*** INFORMATION PROVIDED

PR #12079, opened 2022-07-18
Translation utils - support for skipping packages

pomek:

Internal: Translation utils allow specifying packages that should not be processed.


psmyrek (approved):
LGTM 🎉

******

WHAT THIS TASK INVOLVES
The string "Translation" may appear in lines of the entries above. Say how many such lines there are, as a number only.

OUTPUT FOR THIS EXERCISE
2